Exercise: Keeping every line intact, print the records that follow.

Data under study:

PR #861, opened 2019-09-14
Streamed sockets

dkorolev:
Hi Max,

Shaped the streamed sockets benchmarking code. Here's the teaser:

image

---

I have also used it to confirm the per-instance EC2 AWS network capacity numbers are as advertised by Amazon. They match. The numbers are:

* 1.2 gigabytes per second (~10 gigabits per second) via a single TCP connection, and
* 3.1 gigabytes per second (~25 gigabits per second) across all TCP connections.

The best way to see these numbers for yourself would likely be to unpack this archive of screenshots and swipe through them with left and right arrows: [ec2_speed_test.zip](https://github.com/C5T/Current/files/3613088/ec2_speed_test.zip). My test scenario is:

* Start one connection between two hosts, on port 9001. Observe 1.2GB/s.
* Start another one, on port 9002. Observe both at 1.2GB/s.
* Add the 3rd, 4th, and 5th ones, on ports 9003 to 9005. Observe the connections getting throttled, to the max. total throughput of 3.1GB/s.
* Then, begin terminating the connections, bottom to top. Observe the throttling do its job, allowing for higher per-connection throughput as the number of connections gets fewer and fewer.
* Obviously, when back to two, and then one connection, they each will show 1.2GB/s.

---

Test setup.

Instance type: `m4.16xlarge`.

Kernel: `Amazon Linux 2 AMI (HVM), SSD Volume Type - ami-0b69ea66ff7391e80 (64-bit x86) / ami-09c61c4850b7465cb (64-bit Arm)`

Commands:
```
sudo yum install -y git make clang
git clone -b streamed_sockets https://github.com/dkorolev/current
cd current/examples/streamed_sockets/speedtest
NDEBUG=1 make
```

I have two machines as above. On one I copy the `./.current/sender` into `~`, on the other I copy `./.current/receiver` into `~`. Then I run the following "send" commands in my five terminals on the left:

```
PEM=...
SENDER_EXTERNAL_IP=...
INTERNAL_SENDTO=172.30.0.157
ssh -i $PEM ec2-user@$SENDER_EXTERNAL_IP ./sender --host $INTERNAL_SENDTO --port {9001..9005}
```

And the following "receive" commands in my five terminals on the right:

```
PEM=...
RECEIVER_INTERNAL_IP=...
ssh -i $PEM ec2-user@$RECEIVER_INTERNAL_IP ./receiver --port {9001..9005}
```

When terminating them bottom-to-top, it's sufficient to Ctrl+C either the sender or the receiver, so I alternated those in my series of screenshots.

The test uses the `3b9a2aeddaddd6ae7b9ff0a1ead2f6cfde0dadfa` commit.

### DIFF
--- a/examples/streamed_sockets/speedtest/receiver.cc
+++ b/examples/streamed_sockets/speedtest/receiver.cc
@@ -17,14 +17,24 @@ DEFINE_double(max_seconds_of_silence, 1.5, "Terminate the connection if it sends
 int main(int argc, char** argv) {
   ParseDFlags(&argc, &argv);
 
+  using namespace current::net;
+  using namespace current::vt100;
+
+#ifndef NDEBUG
+  {
+    std::cout << yellow << bold << "warning" << reset << ": unoptimized build";
+#if defined(CURRENT_POSIX) || defined(CURRENT_APPLE)
+    std::cout << ", run " << cyan << "NDEBUG=1 make clean all";
+#endif
+    std::cout << std::endl;
+  }
+#endif
+
   std::chrono::microseconds const t_window_size(static_cast<int64_t>(FLAGS_window_size_seconds * 1e6));
   size_t const window_size_bytes = static_cast<size_t>(FLAGS_window_size_gb * 1e9);
   std::chrono::microseconds const t_output_frequency(static_cast<int64_t>(FLAGS_output_frequency * 1e6));
 
   std::vector<uint8_t> buffer(static_cast<size_t>(1e9 * FLAGS_receive_buffer_gb));
-
-  using namespace current::net;
-  using namespace current::vt100;
 
   current::ProgressLine progress;
 
--- a/examples/streamed_sockets/speedtest/receiver.cc
+++ b/examples/streamed_sockets/speedtest/receiver.cc
@@ -1,0 +1,96 @@
+#include <deque>
+
+#include "../../../blocks/xterm/progress.h"
+#include "../../../blocks/xterm/vt100.h"
+#include "../../../bricks/dflags/dflags.h"
+#include "../../../bricks/net/tcp/tcp.h"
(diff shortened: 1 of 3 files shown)


examples/streamed_sockets/speedtest/receiver.cc
```diff
@@ -0,0 +1,131 @@
...
+  {
+    std::cout << yellow << bold << "warning" << reset << ": unoptimized build";
+#if defined(CURRENT_POSIX) || defined(CURRENT_APPLE)
+    std::cout << ", run " << cyan << "NDEBUG=1 make clean all";
+#endif
+    std::cout << std::endl;
+  }
+#endif
+
+  std::chrono::microseconds const t_window_size(static_cast<int64_t>(FLAGS_window_size_seconds * 1e6));
```
mzhurovich: As far as I remember, we agreed to keep `const`s on the left hand side?

mzhurovich:
FTR, it gives me more than 3Gb/s on OS X loopback interface :)

examples/streamed_sockets/speedtest/receiver.cc
dkorolev: Fixed in `6932cf72`.

dkorolev:
> FTR, it gives me more than 3Gb/s on OS X loopback interface :)

10GB/s on my Ubuntu :-)

mzhurovich:
> > FTR, it gives me more than 3Gb/s on OS X loopback interface :)
> 
> 10GB/s on my Ubuntu :-)

Yeah, standard OS X TCP has always been not super fast

dkorolev:
@mzhurovich -- merged `upstream/stable` into this PR, fingers crossed for the tests to turn green.

mzhurovich:
Merging on ✅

Task solution:
PR #861, opened 2019-09-14
Streamed sockets

dkorolev:
Hi Max,

Shaped the streamed sockets benchmarking code. Here's the teaser:

image

---

I have also used it to confirm the per-instance EC2 AWS network capacity numbers are as advertised by Amazon. They match. The numbers are:

* 1.2 gigabytes per second (~10 gigabits per second) via a single TCP connection, and
* 3.1 gigabytes per second (~25 gigabits per second) across all TCP connections.

The best way to see these numbers for yourself would likely be to unpack this archive of screenshots and swipe through them with left and right arrows: [ec2_speed_test.zip](https://github.com/C5T/Current/files/3613088/ec2_speed_test.zip). My test scenario is:

* Start one connection between two hosts, on port 9001. Observe 1.2GB/s.
* Start another one, on port 9002. Observe both at 1.2GB/s.
* Add the 3rd, 4th, and 5th ones, on ports 9003 to 9005. Observe the connections getting throttled, to the max. total throughput of 3.1GB/s.
* Then, begin terminating the connections, bottom to top. Observe the throttling do its job, allowing for higher per-connection throughput as the number of connections gets fewer and fewer.
* Obviously, when back to two, and then one connection, they each will show 1.2GB/s.

---

Test setup.

Instance type: `m4.16xlarge`.

Kernel: `Amazon Linux 2 AMI (HVM), SSD Volume Type - ami-0b69ea66ff7391e80 (64-bit x86) / ami-09c61c4850b7465cb (64-bit Arm)`

Commands:
```
sudo yum install -y git make clang
git clone -b streamed_sockets https://github.com/dkorolev/current
cd current/examples/streamed_sockets/speedtest
NDEBUG=1 make
```

I have two machines as above. On one I copy the `./.current/sender` into `~`, on the other I copy `./.current/receiver` into `~`. Then I run the following "send" commands in my five terminals on the left:

```
PEM=...
SENDER_EXTERNAL_IP=...
INTERNAL_SENDTO=172.30.0.157
ssh -i $PEM ec2-user@$SENDER_EXTERNAL_IP ./sender --host $INTERNAL_SENDTO --port {9001..9005}
```

And the following "receive" commands in my five terminals on the right:

```
PEM=...
RECEIVER_INTERNAL_IP=...
ssh -i $PEM ec2-user@$RECEIVER_INTERNAL_IP ./receiver --port {9001..9005}
```

When terminating them bottom-to-top, it's sufficient to Ctrl+C either the sender or the receiver, so I alternated those in my series of screenshots.

The test uses the `3b9a2aeddaddd6ae7b9ff0a1ead2f6cfde0dadfa` commit.

### DIFF
--- a/examples/streamed_sockets/speedtest/receiver.cc
+++ b/examples/streamed_sockets/speedtest/receiver.cc
@@ -17,14 +17,24 @@ DEFINE_double(max_seconds_of_silence, 1.5, "Terminate the connection if it sends
 int main(int argc, char** argv) {
   ParseDFlags(&argc, &argv);
 
+  using namespace current::net;
+  using namespace current::vt100;
+
+#ifndef NDEBUG
+  {
+    std::cout << yellow << bold << "warning" << reset << ": unoptimized build";
+#if defined(CURRENT_POSIX) || defined(CURRENT_APPLE)
+    std::cout << ", run " << cyan << "NDEBUG=1 make clean all";
+#endif
+    std::cout << std::endl;
+  }
+#endif
+
   std::chrono::microseconds const t_window_size(static_cast<int64_t>(FLAGS_window_size_seconds * 1e6));
   size_t const window_size_bytes = static_cast<size_t>(FLAGS_window_size_gb * 1e9);
   std::chrono::microseconds const t_output_frequency(static_cast<int64_t>(FLAGS_output_frequency * 1e6));
 
   std::vector<uint8_t> buffer(static_cast<size_t>(1e9 * FLAGS_receive_buffer_gb));
-
-  using namespace current::net;
-  using namespace current::vt100;
 
   current::ProgressLine progress;
 
--- a/examples/streamed_sockets/speedtest/receiver.cc
+++ b/examples/streamed_sockets/speedtest/receiver.cc
@@ -1,0 +1,96 @@
+#include <deque>
+
+#include "../../../blocks/xterm/progress.h"
+#include "../../../blocks/xterm/vt100.h"
+#include "../../../bricks/dflags/dflags.h"
+#include "../../../bricks/net/tcp/tcp.h"
(diff shortened: 1 of 3 files shown)


examples/streamed_sockets/speedtest/receiver.cc
```diff
@@ -0,0 +1,131 @@
...
+  {
+    std::cout << yellow << bold << "warning" << reset << ": unoptimized build";
+#if defined(CURRENT_POSIX) || defined(CURRENT_APPLE)
+    std::cout << ", run " << cyan << "NDEBUG=1 make clean all";
+#endif
+    std::cout << std::endl;
+  }
+#endif
+
+  std::chrono::microseconds const t_window_size(static_cast<int64_t>(FLAGS_window_size_seconds * 1e6));
```
mzhurovich: As far as I remember, we agreed to keep `const`s on the left hand side?

mzhurovich:
FTR, it gives me more than 3Gb/s on OS X loopback interface :)

examples/streamed_sockets/speedtest/receiver.cc
dkorolev: Fixed in `6932cf72`.

dkorolev:
> FTR, it gives me more than 3Gb/s on OS X loopback interface :)

10GB/s on my Ubuntu :-)

mzhurovich:
> > FTR, it gives me more than 3Gb/s on OS X loopback interface :)
> 
> 10GB/s on my Ubuntu :-)

Yeah, standard OS X TCP has always been not super fast

dkorolev:
@mzhurovich -- merged `upstream/stable` into this PR, fingers crossed for the tests to turn green.

mzhurovich:
Merging on ✅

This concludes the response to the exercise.